Fredle stayed exactly where they’d left him, for a long time, a solitary small gray mouse hunched on a patch of dirt with big trees all around him and a low stone wall nearby. After a while, the air grew lighter. Eventually, all he heard from the burrow was the snoring of sleeping raccoons, which mingled with the sound of the morning breeze rustling branches and leaves. He waited.
Daylight came gently, out in the wild, came slowly. With daylight, Fredle could see what was around him. Trees rose tall, some leafy, others spreading out low branches covered with short, dark green needles. There were clumps of old brown grass, bent flat, and bright green blades of new grass growing among them. The air filled with the voices of birds.

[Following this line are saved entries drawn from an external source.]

PR #548, opened 2022-06-10
Fix crash bug due to null reference in log viewer

fondoger:

## How to use

## Testing done


illume (approved):
👍 thanks for he fix.

joaquimrocha:
@fondoger , thanks. I don't think the type annotations are necessary for those functions since their respective states have been declared with the `boolean` type. Let me know if this was still failing for you.

I will separate the fix from the type changes since they should be in different commits anyway.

The sounds of birds were very different from the sounds of chickens. Chickens seemed to be chattering away to themselves, but birds conversed. Conversed about
what
Fredle had
no idea, but he thought, listening, that one bird would make a noise and another would respond. Their voices were much more pleasant to hear than the cawing of crows.
Fredle could no more have gone to sleep than fly up into the air and talk to birds. His brain was too busy. He thought he must be out in the wild, and he could conclude that the raccoons, like house mice, were nocturnal animals. So his escape—and he certainly did plan to escape before they woke up hungry and caught sight of him—would be best carried out in daylight.
Fredle had no idea where the wild was, how distant from the house, the compost and the garden. He had no idea which direction he should escape into. He wasn’t lost, but he very easily might be, and soon, so he wanted to notice everything he could about this particular place. He looked all around.
The low stone wall ran in a straight line through the trees, as far as Fredle could see in both directions. Some of its stones had fallen into the grass that grew beside it. High-limbed, leafy trees and some of the thick, bushy, low-branched trees encircled the small clearing where he stood. He locked the position of everything and of the place itself into his memory, and then he turned to leave it.
“Woo-Hah.”
Fredle froze. After a long minute he turned his head to peer at the pile of sleeping raccoons.
Not a one of them stirred. Even Captain Rilf, who slept with his nose pointed toward Fredle, had his eyes tightly closed.